(Collected data entries)
■ ■ ■ ■ ■

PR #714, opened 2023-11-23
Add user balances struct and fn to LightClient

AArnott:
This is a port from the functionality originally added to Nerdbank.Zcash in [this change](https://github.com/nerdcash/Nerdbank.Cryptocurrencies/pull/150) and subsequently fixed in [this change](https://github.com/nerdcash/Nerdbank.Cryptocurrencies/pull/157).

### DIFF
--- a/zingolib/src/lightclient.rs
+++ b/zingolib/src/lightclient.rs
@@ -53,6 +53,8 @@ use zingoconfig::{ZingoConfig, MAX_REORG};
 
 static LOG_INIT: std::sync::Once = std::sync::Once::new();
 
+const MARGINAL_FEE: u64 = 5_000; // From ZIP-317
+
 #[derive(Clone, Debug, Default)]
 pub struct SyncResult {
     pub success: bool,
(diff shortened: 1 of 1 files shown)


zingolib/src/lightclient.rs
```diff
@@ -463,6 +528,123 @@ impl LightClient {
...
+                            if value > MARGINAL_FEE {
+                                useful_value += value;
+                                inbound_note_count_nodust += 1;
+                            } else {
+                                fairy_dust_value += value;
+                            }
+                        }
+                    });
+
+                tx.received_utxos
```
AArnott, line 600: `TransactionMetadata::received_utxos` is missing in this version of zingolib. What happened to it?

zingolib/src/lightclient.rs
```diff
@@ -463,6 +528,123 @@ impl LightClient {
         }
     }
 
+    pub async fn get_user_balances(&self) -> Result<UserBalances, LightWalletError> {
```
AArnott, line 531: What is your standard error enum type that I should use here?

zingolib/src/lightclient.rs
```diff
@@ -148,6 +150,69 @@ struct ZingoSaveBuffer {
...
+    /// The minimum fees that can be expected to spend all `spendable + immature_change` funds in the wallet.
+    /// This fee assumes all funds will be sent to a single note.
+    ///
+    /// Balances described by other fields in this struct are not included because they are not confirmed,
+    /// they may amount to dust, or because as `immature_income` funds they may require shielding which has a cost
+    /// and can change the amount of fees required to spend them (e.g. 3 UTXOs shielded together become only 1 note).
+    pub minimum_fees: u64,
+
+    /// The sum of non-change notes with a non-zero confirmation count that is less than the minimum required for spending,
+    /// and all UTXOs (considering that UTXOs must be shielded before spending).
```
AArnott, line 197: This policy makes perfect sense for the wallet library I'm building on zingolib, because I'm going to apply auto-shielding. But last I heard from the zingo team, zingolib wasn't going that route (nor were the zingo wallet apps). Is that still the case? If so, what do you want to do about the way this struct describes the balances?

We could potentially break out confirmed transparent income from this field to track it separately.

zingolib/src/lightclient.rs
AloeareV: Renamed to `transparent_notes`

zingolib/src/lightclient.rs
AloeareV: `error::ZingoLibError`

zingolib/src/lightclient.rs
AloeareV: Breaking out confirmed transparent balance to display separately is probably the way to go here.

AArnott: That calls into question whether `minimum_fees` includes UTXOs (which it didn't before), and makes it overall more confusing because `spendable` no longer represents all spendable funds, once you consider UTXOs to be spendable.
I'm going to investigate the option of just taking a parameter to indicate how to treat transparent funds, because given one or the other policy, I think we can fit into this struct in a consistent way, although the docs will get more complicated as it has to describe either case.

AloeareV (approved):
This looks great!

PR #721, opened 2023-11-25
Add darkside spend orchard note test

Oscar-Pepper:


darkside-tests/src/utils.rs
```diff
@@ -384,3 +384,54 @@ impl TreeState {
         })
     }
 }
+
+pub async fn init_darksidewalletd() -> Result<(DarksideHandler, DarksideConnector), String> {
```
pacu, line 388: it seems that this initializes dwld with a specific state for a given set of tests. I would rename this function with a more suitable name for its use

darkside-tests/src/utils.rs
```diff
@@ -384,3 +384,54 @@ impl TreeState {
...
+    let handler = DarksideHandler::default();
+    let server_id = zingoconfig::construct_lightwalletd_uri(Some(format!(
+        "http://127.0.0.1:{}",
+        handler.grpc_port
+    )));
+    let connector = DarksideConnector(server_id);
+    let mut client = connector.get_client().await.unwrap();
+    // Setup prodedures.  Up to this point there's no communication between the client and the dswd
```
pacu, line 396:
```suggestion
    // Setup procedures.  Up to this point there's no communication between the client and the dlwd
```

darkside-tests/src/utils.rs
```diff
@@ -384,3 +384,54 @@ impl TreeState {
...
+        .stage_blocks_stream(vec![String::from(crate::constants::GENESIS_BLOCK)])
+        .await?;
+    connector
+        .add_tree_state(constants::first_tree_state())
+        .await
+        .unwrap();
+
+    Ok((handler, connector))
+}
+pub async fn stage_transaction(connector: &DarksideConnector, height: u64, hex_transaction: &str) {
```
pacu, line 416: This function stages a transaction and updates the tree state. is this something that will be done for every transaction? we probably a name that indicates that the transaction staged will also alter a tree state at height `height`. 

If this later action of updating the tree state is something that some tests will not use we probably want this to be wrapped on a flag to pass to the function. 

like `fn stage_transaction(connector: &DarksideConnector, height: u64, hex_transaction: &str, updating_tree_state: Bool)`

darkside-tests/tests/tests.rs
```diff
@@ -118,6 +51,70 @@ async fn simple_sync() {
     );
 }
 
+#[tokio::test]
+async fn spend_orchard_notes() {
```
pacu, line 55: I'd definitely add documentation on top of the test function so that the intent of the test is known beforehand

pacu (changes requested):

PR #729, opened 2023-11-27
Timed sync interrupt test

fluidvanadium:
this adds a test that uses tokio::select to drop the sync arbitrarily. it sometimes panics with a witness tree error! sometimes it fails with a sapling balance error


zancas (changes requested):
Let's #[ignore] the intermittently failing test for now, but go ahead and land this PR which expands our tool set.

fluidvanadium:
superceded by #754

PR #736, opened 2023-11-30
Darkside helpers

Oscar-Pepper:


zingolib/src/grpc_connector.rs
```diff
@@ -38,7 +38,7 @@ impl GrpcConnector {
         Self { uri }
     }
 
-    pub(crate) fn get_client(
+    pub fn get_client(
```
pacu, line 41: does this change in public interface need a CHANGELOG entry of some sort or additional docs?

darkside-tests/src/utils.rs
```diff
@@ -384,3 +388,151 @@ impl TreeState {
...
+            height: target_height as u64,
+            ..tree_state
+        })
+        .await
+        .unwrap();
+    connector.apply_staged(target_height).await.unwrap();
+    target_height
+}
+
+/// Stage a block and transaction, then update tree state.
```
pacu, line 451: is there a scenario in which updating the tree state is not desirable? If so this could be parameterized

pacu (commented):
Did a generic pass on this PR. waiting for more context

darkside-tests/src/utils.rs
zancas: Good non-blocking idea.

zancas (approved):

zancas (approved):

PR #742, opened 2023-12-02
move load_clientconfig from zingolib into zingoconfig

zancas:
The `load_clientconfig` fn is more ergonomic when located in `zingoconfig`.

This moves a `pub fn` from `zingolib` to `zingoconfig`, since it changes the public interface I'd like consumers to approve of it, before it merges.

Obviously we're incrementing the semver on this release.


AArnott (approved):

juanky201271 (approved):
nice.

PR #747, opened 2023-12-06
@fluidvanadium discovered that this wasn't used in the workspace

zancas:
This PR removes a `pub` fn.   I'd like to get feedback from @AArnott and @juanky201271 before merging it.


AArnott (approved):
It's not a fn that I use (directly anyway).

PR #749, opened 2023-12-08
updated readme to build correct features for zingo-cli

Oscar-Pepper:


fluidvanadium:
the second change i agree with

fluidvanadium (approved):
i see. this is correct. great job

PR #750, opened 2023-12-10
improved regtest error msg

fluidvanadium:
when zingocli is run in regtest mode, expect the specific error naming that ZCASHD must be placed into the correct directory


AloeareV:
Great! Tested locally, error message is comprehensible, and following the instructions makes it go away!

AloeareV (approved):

■ ■ ■ ■ ■

Repeat each of the entries above precisely as given.

PR #714, opened 2023-11-23
Add user balances struct and fn to LightClient

AArnott:
This is a port from the functionality originally added to Nerdbank.Zcash in [this change](https://github.com/nerdcash/Nerdbank.Cryptocurrencies/pull/150) and subsequently fixed in [this change](https://github.com/nerdcash/Nerdbank.Cryptocurrencies/pull/157).

### DIFF
--- a/zingolib/src/lightclient.rs
+++ b/zingolib/src/lightclient.rs
@@ -53,6 +53,8 @@ use zingoconfig::{ZingoConfig, MAX_REORG};
 
 static LOG_INIT: std::sync::Once = std::sync::Once::new();
 
+const MARGINAL_FEE: u64 = 5_000; // From ZIP-317
+
 #[derive(Clone, Debug, Default)]
 pub struct SyncResult {
     pub success: bool,
(diff shortened: 1 of 1 files shown)


zingolib/src/lightclient.rs
```diff
@@ -463,6 +528,123 @@ impl LightClient {
...
+                            if value > MARGINAL_FEE {
+                                useful_value += value;
+                                inbound_note_count_nodust += 1;
+                            } else {
+                                fairy_dust_value += value;
+                            }
+                        }
+                    });
+
+                tx.received_utxos
```
AArnott, line 600: `TransactionMetadata::received_utxos` is missing in this version of zingolib. What happened to it?

zingolib/src/lightclient.rs
```diff
@@ -463,6 +528,123 @@ impl LightClient {
         }
     }
 
+    pub async fn get_user_balances(&self) -> Result<UserBalances, LightWalletError> {
```
AArnott, line 531: What is your standard error enum type that I should use here?

zingolib/src/lightclient.rs
```diff
@@ -148,6 +150,69 @@ struct ZingoSaveBuffer {
...
+    /// The minimum fees that can be expected to spend all `spendable + immature_change` funds in the wallet.
+    /// This fee assumes all funds will be sent to a single note.
+    ///
+    /// Balances described by other fields in this struct are not included because they are not confirmed,
+    /// they may amount to dust, or because as `immature_income` funds they may require shielding which has a cost
+    /// and can change the amount of fees required to spend them (e.g. 3 UTXOs shielded together become only 1 note).
+    pub minimum_fees: u64,
+
+    /// The sum of non-change notes with a non-zero confirmation count that is less than the minimum required for spending,
+    /// and all UTXOs (considering that UTXOs must be shielded before spending).
```
AArnott, line 197: This policy makes perfect sense for the wallet library I'm building on zingolib, because I'm going to apply auto-shielding. But last I heard from the zingo team, zingolib wasn't going that route (nor were the zingo wallet apps). Is that still the case? If so, what do you want to do about the way this struct describes the balances?

We could potentially break out confirmed transparent income from this field to track it separately.

zingolib/src/lightclient.rs
AloeareV: Renamed to `transparent_notes`

zingolib/src/lightclient.rs
AloeareV: `error::ZingoLibError`

zingolib/src/lightclient.rs
AloeareV: Breaking out confirmed transparent balance to display separately is probably the way to go here.

AArnott: That calls into question whether `minimum_fees` includes UTXOs (which it didn't before), and makes it overall more confusing because `spendable` no longer represents all spendable funds, once you consider UTXOs to be spendable.
I'm going to investigate the option of just taking a parameter to indicate how to treat transparent funds, because given one or the other policy, I think we can fit into this struct in a consistent way, although the docs will get more complicated as it has to describe either case.

AloeareV (approved):
This looks great!

PR #721, opened 2023-11-25
Add darkside spend orchard note test

Oscar-Pepper:


darkside-tests/src/utils.rs
```diff
@@ -384,3 +384,54 @@ impl TreeState {
         })
     }
 }
+
+pub async fn init_darksidewalletd() -> Result<(DarksideHandler, DarksideConnector), String> {
```
pacu, line 388: it seems that this initializes dwld with a specific state for a given set of tests. I would rename this function with a more suitable name for its use

darkside-tests/src/utils.rs
```diff
@@ -384,3 +384,54 @@ impl TreeState {
...
+    let handler = DarksideHandler::default();
+    let server_id = zingoconfig::construct_lightwalletd_uri(Some(format!(
+        "http://127.0.0.1:{}",
+        handler.grpc_port
+    )));
+    let connector = DarksideConnector(server_id);
+    let mut client = connector.get_client().await.unwrap();
+    // Setup prodedures.  Up to this point there's no communication between the client and the dswd
```
pacu, line 396:
```suggestion
    // Setup procedures.  Up to this point there's no communication between the client and the dlwd
```

darkside-tests/src/utils.rs
```diff
@@ -384,3 +384,54 @@ impl TreeState {
...
+        .stage_blocks_stream(vec![String::from(crate::constants::GENESIS_BLOCK)])
+        .await?;
+    connector
+        .add_tree_state(constants::first_tree_state())
+        .await
+        .unwrap();
+
+    Ok((handler, connector))
+}
+pub async fn stage_transaction(connector: &DarksideConnector, height: u64, hex_transaction: &str) {
```
pacu, line 416: This function stages a transaction and updates the tree state. is this something that will be done for every transaction? we probably a name that indicates that the transaction staged will also alter a tree state at height `height`. 

If this later action of updating the tree state is something that some tests will not use we probably want this to be wrapped on a flag to pass to the function. 

like `fn stage_transaction(connector: &DarksideConnector, height: u64, hex_transaction: &str, updating_tree_state: Bool)`

darkside-tests/tests/tests.rs
```diff
@@ -118,6 +51,70 @@ async fn simple_sync() {
     );
 }
 
+#[tokio::test]
+async fn spend_orchard_notes() {
```
pacu, line 55: I'd definitely add documentation on top of the test function so that the intent of the test is known beforehand

pacu (changes requested):

PR #729, opened 2023-11-27
Timed sync interrupt test

fluidvanadium:
this adds a test that uses tokio::select to drop the sync arbitrarily. it sometimes panics with a witness tree error! sometimes it fails with a sapling balance error


zancas (changes requested):
Let's #[ignore] the intermittently failing test for now, but go ahead and land this PR which expands our tool set.

fluidvanadium:
superceded by #754

PR #736, opened 2023-11-30
Darkside helpers

Oscar-Pepper:


zingolib/src/grpc_connector.rs
```diff
@@ -38,7 +38,7 @@ impl GrpcConnector {
         Self { uri }
     }
 
-    pub(crate) fn get_client(
+    pub fn get_client(
```
pacu, line 41: does this change in public interface need a CHANGELOG entry of some sort or additional docs?

darkside-tests/src/utils.rs
```diff
@@ -384,3 +388,151 @@ impl TreeState {
...
+            height: target_height as u64,
+            ..tree_state
+        })
+        .await
+        .unwrap();
+    connector.apply_staged(target_height).await.unwrap();
+    target_height
+}
+
+/// Stage a block and transaction, then update tree state.
```
pacu, line 451: is there a scenario in which updating the tree state is not desirable? If so this could be parameterized

pacu (commented):
Did a generic pass on this PR. waiting for more context

darkside-tests/src/utils.rs
zancas: Good non-blocking idea.

zancas (approved):

zancas (approved):

PR #742, opened 2023-12-02
move load_clientconfig from zingolib into zingoconfig

zancas:
The `load_clientconfig` fn is more ergonomic when located in `zingoconfig`.

This moves a `pub fn` from `zingolib` to `zingoconfig`, since it changes the public interface I'd like consumers to approve of it, before it merges.

Obviously we're incrementing the semver on this release.


AArnott (approved):

juanky201271 (approved):
nice.

PR #747, opened 2023-12-06
@fluidvanadium discovered that this wasn't used in the workspace

zancas:
This PR removes a `pub` fn.   I'd like to get feedback from @AArnott and @juanky201271 before merging it.


AArnott (approved):
It's not a fn that I use (directly anyway).

PR #749, opened 2023-12-08
updated readme to build correct features for zingo-cli

Oscar-Pepper:


fluidvanadium:
the second change i agree with

fluidvanadium (approved):
i see. this is correct. great job

PR #750, opened 2023-12-10
improved regtest error msg

fluidvanadium:
when zingocli is run in regtest mode, expect the specific error naming that ZCASHD must be placed into the correct directory


AloeareV:
Great! Tested locally, error message is comprehensible, and following the instructions makes it go away!

AloeareV (approved):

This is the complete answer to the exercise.